Im 28 (from Denmark), single and with no obligations at home or in Australia. Im working in Logistics and have been in that 'field' for 8+ years.

My thoughts are the salary offered seems rather low, and Im not sure if I would be able to make a decent living, save some money etc on that.

Comments appreciated.
Cheers


----------



## Covicymru (Sep 4, 2007)

inlimbo said:


> Hi all,
> 
> Ive recently been offered a position in Abu D, which Im strongly debating with myself whether to take or not. Im currently living as an expat in Australia and am on a ~80K AUD package.
> 
> ...


Word up, from what i have read and been told 13k would be enough to live on for a single guy, however i have been advised to have houseing paid up for in full at the start of the year.


----------



## Maz25 (Jul 6, 2008)

Covicymru said:


> Word up, from what i have read and been told 13k would be enough to live on for a single guy, however i have been advised to have houseing paid up for in full at the start of the year.

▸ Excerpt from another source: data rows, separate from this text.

PR #140, opened 2021-11-03
Updates to genearate-icons.js

sarahp:
We updated the generate-icons.js, this is before Jake and Tom ran into some issues with it. Here's what we got to work for generating new icons for Outline.

<a href="https://gitpod.io/#https://github.com/phase2/outline/pull/140"></a>

Edit: We added a few icons to support future porting of some of the Infographic components from Michigan Medicine.


scripts/generate-icons.js
```diff
@@ -73,7 +75,7 @@ const generateSvgImports = svg => {
 
 const generateIconList = svg => {
   return Object.keys(svg).map(key => {
-    if (key.includes('-')) {
+    if (nameDelimiter.some(i => key.includes(i))) {
```
damontgomery, line 78: Would we be able to reduce duplication of the list of character replacements if we ran `camelize` all the time without checking for a list of characters?

Or, could the logic be grouped together, for example, putting the list of characters and conditional checks inside `camelize`?

Right now, updates require changes in the `camelize` function as well as the `nameDelimiter` array. These two are defined quite far apart in the code and then used in a third place: lines 15, 51, and 78.

damontgomery (commented):
Thanks.

I didn't review the functionality itself, but the code changes seem mostly clear.

Could we make a change to just `generate-icons.js` here? It looks like `SVGO` configuration was also changed and it's not clear to me if it should / should not change. Similarly, there are some changes to the list of icons included.

The description says there were some issues with projects. Were those when they added their own icons? Can we add more testing steps here to try and reproduce the issue / fix?

Thanks.

scripts/generate-icons.js
mabry1985: Yeah grouping the logic makes sense to me

himerus (approved):

danmuzyka (approved):

Issue #10, opened 2019-08-12
Errors parsing the response or Client RPC


amanusk:
I am trying to use the client RPC to interact with the basic `abci-cli kvstore` application.
I have run `tendermint node` and `abci-cli kvstore` from two terminals.
RPC calls with curl as in the examples [here](https://tendermint.com/rpc/?shell#introduction) all work as expected.

To try and broadcast a transaction from rust I use the following code:
```
use tendermint::rpc::Client;

fn main() {
    let client = Client::new(&"tcp://127.0.0.1:26657".parse().unwrap()).unwrap();

    let j = "abcd";

    let tx = tendermint::abci::transaction::Transaction::new(j.as_bytes().to_owned());
    let response = client.broadcast_tx_sync(tx).unwrap();
    println!("{:?}", response);
}
```

I am getting the error 
```
thread 'main' panicked at 'called `Result::unwrap()` on an `Err` value: Error { code: ParseError, message: "Parse error. Invalid JSON", data: Some("invalid type: integer `0`, expected a string at line 5 column 13") }', src/libcore/result.rs:1084:5
```

When calling `curl 'localhost:26657/abci_query?path=""&data="abcd"&prove=false'` afterwards, I do get a response where I can see that `abcd` was indeed stored successfully, so the problem is with parsing the response on the client side.

From some poking around it seems that this has to do with the `Code` field in the response, perhaps it should be `"0"` and not `0`.

Any help solving this is appreciated. Is this a problem of the RPC documentation?

tarcieri:
@amanusk it's possible the Tendermint RPC API changed to return an integer here rather than a string. If so the code parser needs to be modified... ideally to accept both.

PR #13, opened 2019-08-14
Fix abci::Code parser to accept a string or an int

amanusk:
Addresses issue #10
Added tests for both cases


amanusk:
@tarcieri,
Thanks, didn't consider the option of parsing both cases.
Added implementation inspired by [this](https://users.rust-lang.org/t/deserialize-a-number-that-may-be-inside-a-string-serde-json/27318/3).

Not sure error handling is correct.

Also added a test for both cases

PR #14, opened 2019-08-15
RPC: Update hash to 32 byte value.

amanusk:
Update tests to new standard


amanusk:
Running the simple kvstore example, I am getting an error on parsing the result
```
thread 'main' panicked at 'called `Result::unwrap()` on an `Err` value: Error { code: ParseError, message: "Parse error. Invalid JSON", data: Some("expected 40-character hex string, got \"88D4266FD4E6338D13B845FCF289579D209C897823B9217DA3E161936F031589\" at line 9 column 3") }', src/libcore/result.rs:1084:5
```

It seems hashes have been update from 20 to 32 bytes. https://github.com/tendermint/tendermint/blob/master/CHANGELOG.md#v0260

This PR updates the hash and the tests

tarcieri:
@ebuchman what are your thoughts on compatibility here? should we just target the latest Tendermint release only?

ebuchman:
> should we just target the latest Tendermint release only?

Yes, probably for now. We'll figure out a backwards compatibility story a bit later on ...

src/abci/code.rs
```diff
@@ -87,8 +87,8 @@ impl<'de> Deserialize<'de> for Code {
             where
                 E: serde::de::Error,
             {
-                match val.parse::<u32>() {
-                    Ok(val) => self.visit_u32(val),
+                match val.parse::<u64>() {
```
ebuchman: Why did this change?

src/abci/transaction/hash.rs
```diff
@@ -11,7 +11,7 @@ use subtle::{self, ConstantTimeEq};
 use subtle_encoding::hex;
 
 /// Size of a transaction hash in bytes
-pub const LENGTH: usize = 20;
+pub const LENGTH: usize = 32;
```
ebuchman: I introduced HASH_SIZE in https://github.com/interchainio/tendermint-rs/blob/master/src/merkle.rs#L6 ... we'll need to de-duplicate eventually but for now it's fine ....

tests/rpc.rs
```diff
@@ -155,7 +155,7 @@ mod endpoints {
 
         assert_eq!(
             &response.hash.to_string(),
-            "75CA0F856A4DA078FC4911580360E70CEFB2EBEE"
+            "88D4266FD4E6338D13B845FCF289579D209C897823B9217DA3E161936F031589"
```
ebuchman: Do the values of these not matter at all?

src/abci/code.rs
amanusk: For better readability.
This is related to a previous PR #13
In either cases `visit_u64` method is called, so thought it would be better if it is explicit in the code.

tests/rpc.rs
amanusk: As I understand, these tests only check that parsing work correctly, and do not test the actual correctness of the hash.
Also, the hash is of the sent transaction and not of the response right?

amanusk:
Any other fixes required?

tests/rpc.rs
ebuchman: > Also, the hash is of the sent transaction and not of the response right?

That's right

PR #17, opened 2019-08-19
Allow lower case for abci::data

amanusk:
While for `fmt` both lower case and upper case encoding are possible:
https://github.com/interchainio/tendermint-rs/blob/b88febc173ece044da043b98469f3faa110ef41e/src/abci/data.rs#L44

When decoding upper case from rpc response, there is an error:
```
---- endpoints::broadcast_tx_sync stdout ----
thread 'endpoints::broadcast_tx_sync' panicked at 'called `Result::unwrap()` on an `Err` value: Error { code: ParseError, message: "Parse error. Invalid JSON", data: Some("bad encoding at line 6 column 24") }', src/libcore/result.rs:1084:5
note: run with `RUST_BACKTRACE=1` environment variable to display a backtrace.
```


ebuchman:
Do we need to be using `subtle_encoding` for the hex here? The `hex` crate handles upper case and lower case: https://docs.rs/hex/0.3.2/hex/fn.decode.html

ebuchman:
Oh I see, subtle_encoding is Tony's crate - @tony-iqlusion would it be better to just use it when we're dealing with keys ?

tarcieri:
@ebuchman you can add another crate if you want, but note that `subtle-encoding` also handles upper and lower case hex, and the impl to do either is already available on this type's `FromStr` impl:

https://github.com/interchainio/tendermint-rs/blob/566dfb6/src/abci/data.rs#L42

To use it, change the `Deserialize` impl to something like:

```rust
impl<'de> Deserialize<'de> for Data {
    fn deserialize<D: de::Deserializer<'de>>(deserializer: D) -> Result<Self, D::Error> {
        use de::Error;
        let string = String::deserialize(deserializer)?;
        string.parse().map_err(D::Error::custom)
    }
}
```

amanusk:
Thanks @tarcieri, updated the method as you suggested.
Although unlikely, there can still be an error if the data is encoded with both lower and upper case chars.

PR #26, opened 2019-09-07
mvp commit validation

ebuchman:
First take at verifying a commit using the existing vote and validator structures.

Note the commit structure in Tendermint is scheduled to change: https://github.com/tendermint/tendermint/issues/1648

It might be better to have a version of this function that is generic in the vote type.

### DIFF
--- a/src/amino_types/vote.rs
+++ b/src/amino_types/vote.rs
@@ -102,7 +102,7 @@ impl block::ParseHeight for CanonicalVote {
 }
 
 impl CanonicalVote {
-    fn new(vote: Vote, chain_id: &str) -> CanonicalVote {
+    pub fn new(vote: Vote, chain_id: &str) -> CanonicalVote {
         CanonicalVote {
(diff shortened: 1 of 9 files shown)


ebuchman:
This is mostly replaced by https://github.com/interchainio/tendermint-rs/pull/31 but we'll probably want some of those to_amino methods for the actual implementations so we can get the sign bytes right. cc @Liamsi

Liamsi:
Yes, I can probably re-use some of the `to_amino` methods. It might be slightly more idiomatic to implement the `From` trait instead to convert to the amino types though:
https://doc.rust-lang.org/std/convert/trait.From.html

A slightly more annoying usage of amino occurs when creating [the header hash](https://github.com/tendermint/tendermint/blob/134fe2896275bb926b49743c1e25493f6b24cc31/types/block.go#L393) as we need to encode field by field.

ebuchman:
Replaced by #31 and #36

Yes, accommodation is paid yearly and in advance. 5% agency fees as well as 5% deposit also need to be factored in. Some landlords will also make you responsible for service charges.

Abu Dhabi has a shortage of housing at the mo and consequently, accommodation is harder to come by and is more expensive that Dubai.

Depending on your lifestyle, your you can survive on your salary, particularly as you are single and do not have any other commitments. I cannot however comment on whether the package commensurates your experience.


----------